▶ **Task brief**: Filter the records down to the lines that hold the word "namespace", and copy each of those lines.

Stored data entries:
PR #220, opened 2020-12-14
Set up logging, more GQL tests

### LINKED ISSUE #141: Backend: Set up logging

Christdej:
Closes #141

### DIFF
--- a/backend/api/Startup.cs
+++ b/backend/api/Startup.cs
@@ -11,6 +11,7 @@ using Microsoft.EntityFrameworkCore;
 using Microsoft.Extensions.Configuration;
 using Microsoft.Extensions.DependencyInjection;
 using Microsoft.Extensions.Hosting;
+using Microsoft.Extensions.Logging;
 using Microsoft.Identity.Web;
 using Microsoft.OpenApi.Models;
 
@@ -28,7 +29,6 @@ namespace api
     public class Startup
     {
         private readonly string _accessControlPolicyName = "AllowSpecificOrigins";
-
         private readonly SqliteConnection _connection;
         private readonly string _sqlConnectionString;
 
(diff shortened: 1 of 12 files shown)


backend/api/Startup.cs
```diff
@@ -145,23 +145,35 @@ public void ConfigureServices(IServiceCollection services)
...
 
+            if (!string.IsNullOrEmpty(_sqlConnectionString))
+            {
+                logger.LogInformation("Using SQL database");
+            }
+            else
+            {
+                logger.LogInformation("Using Sqlite in memory database");
+            }
+
```
nicholasdalhaug, line 164: Shouldn't this logging happen around line 40 instead? That is where we set up the database to be either sql or sqlite.

backend/tests/GQL/Mutation.cs
```diff
@@ -0,0 +1,40 @@
...
+using System.Linq;
+using Xunit;
+
+namespace tests
+{
+    [Collection("UsesDbContext")]
+    public class MutationTest : DbContextTestSetup
+    {
+        private readonly Mutation _mutation;
+        public MutationTest() : base()
```
nicholasdalhaug, line 14: If this is redundant as codacy says, we should remove it.

backend/tests/DbContextTestSetup.cs
```diff
@@ -30,4 +32,14 @@ public void Dispose()
...
         }
     }
+
+    class MockAuthService : IAuthService
+    {
+        public string GetOID()
+        {
+            return "1";
+        }
+        public void AssertIsFacilitator(string evaluationId)
```
nicholasdalhaug, line 42: Maybe do as codacy says here, and explain why it is empty

nicholasdalhaug (commented):
Just some small comments / questions. Looks good otherwise! 👍

backend/api/Startup.cs
Christdej: No, because you cannot inject the logger into Startup or ConfigureServices, it is possible to get a logger there, but it is not recommended if you can avoid it

nicholasdalhaug: 👍

nicholasdalhaug (approved):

▶ **Answer for this exercise**:
@@ -28,7 +29,6 @@ namespace api
+namespace tests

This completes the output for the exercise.